Why wouldn't it all be accomplished like:
global event
event=mp.Event()
pool = mp.Pool(processes=2)
And every time we need to pause or to restart a job we would just use:
To pause:
event.clear()
To restart:
event.set()
Why would we need a global variable unpaused? I don't get it! Please advise.
import time
import multiprocessing as mp
def myFunct(arg):
proc=mp.current_process()
print 'starting:', proc.name, proc.pid,'...\n'
for i in range(110):
for n in range(500000):
pass
print '\t ...', proc.name, proc.pid, 'completed\n'
def setup(event):
global unpaused
unpaused = event
def pauseJob():
event.clear()
def continueJob():
event.set()
event=mp.Event()
pool=mp.Pool(2, setup, (event,))
pool.map_async(myFunct, [1,2,3])
event.set()
pool.close()
pool.join()
You're misunderstanding how Event works. But first, I'll cover what setup is doing.

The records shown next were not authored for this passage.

PR #6172, opened 2018-07-17
[Revalidation] Add Admin Panel

loic-sharma:
This change adds two features:

* A revalidation state service - This service allows parallel updates to the state. This is used by the Gallery, and later, the revalidation job for things like the killswitch and the desired revalidation rate.
* An admin UI to stop/start the revalidation job.

# Screenshots

## Default view

activate

# View if Revalidation job is killswitched

enable-revalidations

Addresses https://github.com/NuGet/Engineering/issues/1437


src/NuGetGallery/Filters/UiAuthorizeAttribute.cs
```diff
@@ -27,6 +27,7 @@ public override void OnAuthorization(AuthorizationContext filterContext)
                     new RouteValueDictionary(
                         new
                         {
+                            area = "",
```
loic-sharma: This is a bug fix as the `UiAuthorize` was broken on admin routes.

src/NuGetGallery.Core/Services/IRevalidationSettingsService.cs
```diff
@@ -0,0 +1,31 @@
...
+        /// Attempt to update the latest settings.
+        /// </summary>
+        /// <param name="updateAction">The action used to update the settings.</param>
+        /// <returns>A task that completes once the settings have been updated.</returns>
+        Task UpdateSettingsAsync(Action<RevalidationSettings> updateAction);
+
+        /// <summary>
+        /// Attempt to update the latest settings.
+        /// </summary>
+        /// <param name="updateAction">The callback that updates the settings. Changes are only persisted if the callback returns ture</param>
```
chenriksson: nit: ture => true

src/NuGetGallery.Core/Services/IRevalidationSettingsService.cs
```diff
@@ -0,0 +1,31 @@
...
+        /// <returns>The updated settings.</returns>
+        Task<RevalidationSettings> MaybeUpdateSettingsAsync(Func<RevalidationSettings, bool> updateAction);
```
chenriksson: `Maybe` sounds weird. Feels like a strange variant of the try pattern... what about?
```
Task<bool> TryUpdateSettingsAsync(Func<RevalidateSettings, bool> tryUpdateAction, out RevalidationSettings);
```

src/NuGetGallery.Core/Services/RevalidationSettingsService.cs
```diff
@@ -0,0 +1,98 @@
...
+using System.IO;
+using System.Threading.Tasks;
+using Microsoft.WindowsAzure.Storage;
+using Newtonsoft.Json;
+
+namespace NuGetGallery
+{
+    public class RevalidationSettingsService : IRevalidationSettingsService
+    {
+        private const string SettingsFileName = "settings.json";
```
chenriksson: We're doing per job killswitch until the need for it grows? This validator uses `/revalidation/settings.json`?

chenriksson: Revalidation already has a dependency on Gallery.Core? Just wondering why we define this here, instead of ServerCommon?

src/NuGetGallery/Areas/Admin/Views/Revalidation/Index.cshtml
```diff
@@ -0,0 +1,75 @@
...
+                <strong>Started Revalidations In Last Hour:</strong>
+                @Model.Statistics.StartedRevalidationsInLastHour.ToString("n0")
+            </p>
+            <p>
+                <strong>Remaining Revalidations:</strong>
+                @Model.Statistics.PendingRevalidations.ToString("n0")
+            </p>
+            <p>
+                <strong>Desired Package Event Rate:</strong>
+                @Model.Settings.DesiredPackageEventRate events per hour
```
chenriksson: Setting to adjust rate at which we revalidate? Is there more guidance we could show on admin page for on-call engineer, as to how to adjust this?

Is there a monitor to see the actual package event rate, that on-call can refer to?

src/NuGetGallery/Areas/Admin/Views/Revalidation/Index.cshtml
```diff
@@ -0,0 +1,75 @@
...
+                            }
+                        </div>
+                    }
+                </text>
+            </div>
+
+            <h2>Statistics</h2>
+            <p>
+                <strong>Initialized:</strong>
+                @if (Model.Settings.Initialized)
```
chenriksson: What does `Initialized` mean? Is it indication for when the killswitch change has propagated?

Should admin page specify, for on-call engineer?

tests/NuGetGallery.Core.Facts/Services/RevalidationSettingsServiceFacts.cs
```diff
@@ -0,0 +1,311 @@
...
+            protected RevalidationSettings Deserialize(string input)
+            {
+                using (var reader = new StreamReader(input))
+                using (var jsonReader = new JsonTextReader(reader))
+                {
+                    return new JsonSerializer().Deserialize<RevalidationSettings>(jsonReader);
+                }
+            }
+
+            private class TestableFileReference : IFileReference, IDisposable
```
chenriksson: nit: could be useful helper class to extract, but could do when we need it

src/NuGetGallery/Areas/Admin/Views/Revalidation/Index.cshtml
```diff
@@ -0,0 +1,75 @@
...
+
+            <h2>Killswitch</h2>
+            <div class="form-group danger-zone">
+                <text>
+                    @using (Html.BeginForm("ActivateKillswitch", "Revalidation", FormMethod.Post))
+                    {
+                        @Html.AntiForgeryToken()
+
+                        <p>
+                            Use the killswitch to disable the revalidation job if it causes issues ingestion pipeline.
```
dtivel: ...if it causes ~issues~ ingestion pipeline **issues**.

src/NuGetGallery.Core/Services/RevalidationSettings.cs
```diff
@@ -0,0 +1,27 @@
...
+{
+    /// <summary>
+    /// The settings for the revalidation job.
+    /// </summary>
+    public class RevalidationSettings
+    {
+        /// <summary>
+        /// Whether the revalidation job has been disactivated.
+        /// </summary>
+        public bool Killswitch { get; set; } = false;
```
dtivel: Would prefer `Is-` for boolean properties.  Perhaps `IsKillswitchActive`?

src/NuGetGallery.Core/Services/RevalidationSettingsService.cs
loic-sharma: Yes, @skofman1 felt that an HTTP killswitch would complicate the system too much. As each NuGet repository has its own storage abstractions today, we can't have a universal blob storage killswitch system. Given these restrictions, each job will need to create its own killswitch system.

ServerCommon and Gallery have different storage abstractions. As the settings blob needs to be updated by the Gallery, it made the most sense to use the Gallery's storage APIs. Also, the Orchestrator uses Gallery.Core's storage APIs instead of ServerCommon's.

The state of our storage abstractions across our projects is a complete mess. Consolidating these abstractions will be a non-trivial effort, so I'm not doing that as part of this change.

src/NuGetGallery.Core/Services/RevalidationSettings.cs
```diff
@@ -0,0 +1,27 @@
...
+
+        /// <summary>
+        /// Whether the revalidation job's state has been initialized.
+        /// </summary>
+        public bool Initialized { get; set; } = false;
```
dtivel: It seems like an odd place to store job state:  in a settings object.  Plus, it feels like this should be publicly read-only, maybe mutable only by the job itself.

That said, how about `IsInitialized`?

src/NuGetGallery.Core/Services/RevalidationSettings.cs
```diff
@@ -0,0 +1,27 @@
...
+
+namespace NuGetGallery
+{
+    /// <summary>
+    /// The settings for the revalidation job.
+    /// </summary>
+    public class RevalidationSettings
+    {
+        /// <summary>
+        /// Whether the revalidation job has been disactivated.
```
dtivel: deactivated

src/NuGetGallery.Core/Extensions/StorageExceptionExtensions.cs
```diff
@@ -0,0 +1,21 @@
...
+using System.Net;
+using Microsoft.WindowsAzure.Storage;
+
+namespace NuGetGallery
+{
+    public static class StorageExceptionExtensions
+    {
+        public static bool IsFileAlreadyExistsException(this StorageException e)
+        {
+            return e.RequestInformation?.HttpStatusCode == (int?)HttpStatusCode.Conflict;
```
dtivel: `e` can be `null`.  Maybe `e?`?

src/NuGetGallery/Areas/Admin/Views/Revalidation/Index.cshtml
loic-sharma: > Setting to adjust rate at which we revalidate? Is there more guidance we could show on admin page for on-call engineer, as to how to adjust this?

This is not part of the spec. The job gets to choose its revalidation rate based off its configurations (see [`MinPackageEventRate`](https://github.com/NuGet/NuGet.Jobs/pull/481/files#diff-0d89ded38e53506639b67d3d2c49ea90R15) and [`MaxPackageEventRate`](https://github.com/NuGet/NuGet.Jobs/pull/481/files#diff-0d89ded38e53506639b67d3d2c49ea90R21)). If the job is causing issues in the ingestion pipeline, the on-call engineer should killswitch the job. If the job is too slow or too fast, the job should be redeployed with new configurations.

> Is there a monitor to see the actual package event rate, that on-call can refer to?

Yes, that already exists, see the "Package Events" dashboard on Geneva: https://jarvis-west.dc.ad.msft.net/dashboard/share/3B2996DB

src/NuGetGallery/Areas/Admin/Controllers/RevalidationController.cs
```diff
@@ -0,0 +1,41 @@
...
+        {
+            var settings = await _settings.GetSettingsAsync();
+            var statistics = _revalidationAdminService.GetStatistics();
+
+            return View(nameof(Index), new RevalidationPageViewModel(settings, statistics));
+        }
+
+        [HttpPost]
+        [ValidateAntiForgeryToken]
+        public async Task<ActionResult> ActivateKillswitch(bool killswitch)
```
dtivel: `SetKillswitch`?  If `killswitch` is `false` then `ActivateKillswitch(...)` would be deactivating the killswitch.

src/NuGetGallery/Areas/Admin/Views/Revalidation/Index.cshtml
loic-sharma: See [the spec on OneNote](https://microsoft.sharepoint.com/teams/NuGet/_layouts/OneNote.aspx?id=%2Fteams%2FNuGet%2FTeam%2FNugetServer%2FNugetServerTeamNote&wd=target%28Specs.one%7C910181C5-8695-4A1C-9792-A56DBB86F1C3%2FInitialization%7CEFB8826E-0AEC-403F-8483-E4103FE59DC7%2F%29onenote:https://microsoft.sharepoint.com/teams/NuGet/Team/NugetServer/NugetServerTeamNote/Specs.one#Initialization&section-id={910181C5-8695-4A1C-9792-A56DBB86F1C3}&page-id={EFB8826E-0AEC-403F-8483-E4103FE59DC7}&end).

The job has two phases:

1. It initializes itself
2. It enqueues packages revalidations

It cannot do step 2 until step 1 is done. The `Initialized` setting is how the job determines that step 1 is complete.

src/NuGetGallery.Core/Services/IRevalidationSettingsService.cs
loic-sharma: This isn't the try pattern; `MaybeUpdateSettingsAsync` only updates the settings if the inputted `tryUpdateAction` returns true. If the `tryUpdateAction` returns false, the settings are not updated. Does that make sense? Let me know if you have suggestions for a better name.

tests/NuGetGallery.Core.Facts/Services/RevalidationSettingsServiceFacts.cs
loic-sharma: Agreed

src/NuGetGallery.Core/Services/RevalidationSettings.cs
loic-sharma: The revalidation job's settings can be mutated by the Gallery and the job (Gallery mutates the killswitch, job mutates `IsInitialized` and `DesiredPackageEventRate`). As this type is reused by both services, all of these properties have to be publicly settable.

src/NuGetGallery.Core/Services/IRevalidationSettingsService.cs
loic-sharma: Fixed

src/NuGetGallery/Areas/Admin/Views/Revalidation/Index.cshtml
loic-sharma: Fixed

src/NuGetGallery.Core/Services/RevalidationSettings.cs
loic-sharma: Fixed

src/NuGetGallery.Core/Services/RevalidationSettings.cs
loic-sharma: Fixed

src/NuGetGallery.Core/Extensions/StorageExceptionExtensions.cs
loic-sharma: Fixed

src/NuGetGallery/Areas/Admin/Controllers/RevalidationController.cs
loic-sharma: Good idea. Fixed

src/NuGetGallery.Core/Services/CloudBlobWrapper.cs
```diff
@@ -71,22 +71,27 @@ public Task DownloadToStreamAsync(Stream target)
...
+                await UploadFromStreamAsync(source, AccessCondition.GenerateIfNoneMatchCondition("*"));
             }
         }
 
+        public async Task UploadFromStreamAsync(Stream source, AccessCondition accessCondition)
+        {
+            await _blob.UploadFromStreamAsync(
+                source,
+                accessCondition,
+                new BlobRequestOptions(),
```
joelverhagen: can't you pass null instead of this default `new`? This gives more control to the Azure SDK since we don't care

src/NuGetGallery.Core/Services/RevalidationSettingsService.cs
```diff
@@ -0,0 +1,98 @@
...
+
+                return settings;
+            }
+            catch (StorageException e) when (e.IsPreconditionFailedException())
+            {
+                throw new InvalidOperationException("Failed to update the settings blob as the access condition failed", e);
+            }
+        }
+
+        private async Task<Tuple<IFileReference, RevalidationSettings>> GetSettingsInternalAsync()
```
joelverhagen: please no tuple, a private class is more readable

src/NuGetGallery.Core/Services/RevalidationSettingsService.cs
```diff
@@ -0,0 +1,98 @@
...
+        public async Task UpdateSettingsAsync(Action<RevalidationSettings> updateAction)
+        {
+            await MaybeUpdateSettingsAsync(s =>
+            {
+                updateAction(s);
+                return true;
+            });
+        }
+
+        public async Task<RevalidationSettings> MaybeUpdateSettingsAsync(Func<RevalidationSettings, bool> updateAction)
```
joelverhagen: Why is `MaybeUpdateSettingsAsync` public?

src/NuGetGallery.Core/Services/RevalidationSettingsService.cs
```diff
@@ -0,0 +1,98 @@
...
+                    stream.Position = 0;
+
+                    await _storage.SaveFileAsync(CoreConstants.RevalidationFolderName, SettingsFileName, stream, accessCondition);
+                }
+
+                return settings;
+            }
+            catch (StorageException e) when (e.IsPreconditionFailedException())
+            {
+                throw new InvalidOperationException("Failed to update the settings blob as the access condition failed", e);
```
joelverhagen: `since` reads clears than `as`

src/NuGetGallery.Core/Services/RevalidationSettingsService.cs
```diff
@@ -0,0 +1,98 @@
...
+        }
+
+        public async Task<RevalidationSettings> MaybeUpdateSettingsAsync(Func<RevalidationSettings, bool> updateAction)
+        {
+            var getResult = await GetSettingsInternalAsync();
+            var fileReference = getResult.Item1;
+            var settings = getResult.Item2;
+
+            // Only update the settings if the update action returns true.
+            if (!updateAction(settings))
```
joelverhagen: This is a bit weird, since the modified instance can be returned to the caller even if it does not get persisted... this can lead to UI showing one thing when coming back from a POST but when you refresh the page you see something else (for example). Not terrible, just could be confusing dependong on how the callback is implemented.

src/NuGetGallery.Core/Services/RevalidationSettingsService.cs
joelverhagen: Okay, sounds good.

src/NuGetGallery.Core/Services/RevalidationSettingsService.cs
```diff
@@ -0,0 +1,98 @@
...
+                    _serializer.Serialize(jsonWriter, settings);
+                    jsonWriter.Flush();
+                    stream.Position = 0;
+
+                    await _storage.SaveFileAsync(CoreConstants.RevalidationFolderName, SettingsFileName, stream, accessCondition);
+                }
+
+                return settings;
+            }
+            catch (StorageException e) when (e.IsPreconditionFailedException())
```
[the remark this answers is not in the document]
loic-sharma: Nothing catches this and you'll get the normal "Internal Error" page. I think/hope that the likelihood of this happening is low enough that that is okay considering this isn't internal facing.

I agree completely that we should handle the exceptions should this ever become customer facing.

src/NuGetGallery.Core/Services/RevalidationSettingsService.cs
loic-sharma: Yeah... I wish we had named tuples, then it wouldn't be so bad. I'll use a private class.

src/NuGetGallery.Core/Services/RevalidationSettingsService.cs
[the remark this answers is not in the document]
joelverhagen: I don't think we should knowingly add HTTP 500s since it is noise in our AI. We could easily catch this exception type in the controller and pass the exception message to the page (or something).

src/NuGetGallery.Core/Services/CloudBlobWrapper.cs
loic-sharma: I believe so. I'll test this.

src/NuGetGallery.Core/Services/RevalidationSettingsService.cs
```diff
@@ -0,0 +1,98 @@
...
+                return settings;
+            }
+
+            try
+            {
+                var accessCondition = AccessConditionWrapper.GenerateIfMatchCondition(fileReference.ContentId);
+
+                using (var stream = new MemoryStream())
+                using (var writer = new StreamWriter(stream))
+                using (var jsonWriter = new JsonTextWriter(writer))
```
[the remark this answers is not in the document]
loic-sharma: Talked to @joelverhagen offline. The reader path is necessary as `IFileReference` returns a `Stream`, not a `MemoryStream`. @joelverhagen recommended keeping the reading/writing the same.

loic-sharma:
@joelverhagen @dtivel I've addressed all of y'all's feedback, please take another look 😄

src/NuGetGallery.Core/Services/RevalidationSettingsService.cs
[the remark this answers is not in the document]
loic-sharma: Sure I can do that

src/NuGetGallery.Core/Services/RevalidationSettingsService.cs
loic-sharma: Good catch. I think it'd be easy to fall into this trap and do something really weird. I've fixed this behavior and updated tests.

src/NuGetGallery.Core/Services/RevalidationSettingsService.cs
loic-sharma: Fixed

src/NuGetGallery.Core/Services/RevalidationSettingsService.cs
loic-sharma: Fixed

src/NuGetGallery.Core/Services/CloudBlobWrapper.cs
loic-sharma: Fixed

src/NuGetGallery.Core/Services/RevalidationSettingsService.cs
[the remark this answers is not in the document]
loic-sharma: Fixed

src/NuGetGallery.Core/Services/IRevalidationSettingsService.cs
chenriksson: I get that it's not the try pattern. My reaction is because `Maybe` sounds noncommittal which feels like it weakens the API contract. Feel free to ignore. :-)

src/NuGetGallery/Areas/Admin/Views/Revalidation/Index.cshtml
chenriksson: So `DesiredPackageEventRate` is configured guidance for when we should killswitch / redeploy? Just making sure the data / settings on the page are easily actionable.

src/NuGetGallery.Core/Services/IRevalidationSettingsService.cs
loic-sharma: Gotcha. I don't think this method fits the try pattern as it throws if there are any issues. Normally, the try pattern reports errors through the returned value. Really, the method name should be something along the lines of `UpdateStateIfUpdateActionReturnsTrue(Func<RevalidationState, bool> updateAction)`... but that's hideous so I went with `MaybeUpdateState` instead.

src/NuGetGallery/Areas/Admin/Views/Revalidation/Index.cshtml
chenriksson: Maybe the admin page could include a brief description, for on-call guidance? If so, maybe it would be useful for the settings to include the min/max values for guidance text?
```
Desired Package Event Rate:
500 package events / hour
* Package ingestion rate which should be achievable without pipeline degradation, as determined by the revalidation job. The current range is 100-500 package events.
```

loic-sharma: Good suggestion, done!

The setup function is executed in each child process inside the pool as soon as it is started. So, you're setting a global variable called event inside each process to be the the same multiprocessing.Event object you created in your main process. You end up with each sub-process having a global variable called event that's reference to the same multiprocessing.Event object. This will allow you to signal your child processes from the main process, just like you want. See this example:
import multiprocessing
event = None
def my_setup(event_):
global event
event = event_
print "event is %s in child" % event
if __name__ == "__main__":
event = multiprocessing.Event()
p = multiprocessing.Pool(2, my_setup, (event,))
print "event is %s in parent" % event
p.close()
p.join()
Output:
dan#dantop2:~$ ./mult.py
event is <multiprocessing.synchronize.Event object at 0x7f93cd7a48d0> in child
event is <multiprocessing.synchronize.Event object at 0x7f93cd7a48d0> in child
event is <multiprocessing.synchronize.Event object at 0x7f93cd7a48d0> in parent
As you can see, it's the same event in the two child processes as well as the parent. Just like you want.
However, passing event to setup actually isn't necessary. You can just inherit the event instance from the parent process:
import multiprocessing
event = None
def my_worker(num):
print "event is %s in child" % event
if __name__ == "__main__":
event = multiprocessing.Event()
pool = multiprocessing.Pool(2)
pool.map_async(my_worker, [i for i in range(pool._processes)]) # Just call my_worker for every process in the pool.
pool.close()
pool.join()
print "event is %s in parent" % event
Output:
dan#dantop2:~$ ./mult.py
event is <multiprocessing.synchronize.Event object at 0x7fea3b1dc8d0> in child
event is <multiprocessing.synchronize.Event object at 0x7fea3b1dc8d0> in child
event is <multiprocessing.synchronize.Event object at 0x7fea3b1dc8d0> in parent
This is a lot simpler, and is the preferred way to pass a semaphore between parent and child. In fact, if you were to try to pass the event directly to a worker function, you'd get an error:
RuntimeError: Semaphore objects should only be shared between processes through inheritance
Now, back to how you're misunderstanding the way Event works. Event is meant to be used like this:
import time
import multiprocessing
def event_func(num):
print '\t%r is waiting' % multiprocessing.current_process()
event.wait()
print '\t%r has woken up' % multiprocessing.current_process()
if __name__ == "__main__":
event = multiprocessing.Event()
pool = multiprocessing.Pool()
a = pool.map_async(event_func, [i for i in range(pool._processes)])
print 'main is sleeping'
time.sleep(2)
print 'main is setting event'
event.set()
pool.close()
pool.join()
Output:
main is sleeping
<Process(PoolWorker-1, started daemon)> is waiting
<Process(PoolWorker-2, started daemon)> is waiting
<Process(PoolWorker-4, started daemon)> is waiting
<Process(PoolWorker-3, started daemon)> is waiting
main is setting event
<Process(PoolWorker-2, started daemon)> has woken up
<Process(PoolWorker-1, started daemon)> has woken up
<Process(PoolWorker-4, started daemon)> has woken up
<Process(PoolWorker-3, started daemon)> has woken up
As you can see, the child processes need to explicitly call event.wait() for them to be paused. They get unpaused when event.set is called in the main process. Right now none of your workers are calling event.wait, so none of them can ever be paused. I suggest you take a look at the docs for threading.Event, which multiprocessing.Event replicates.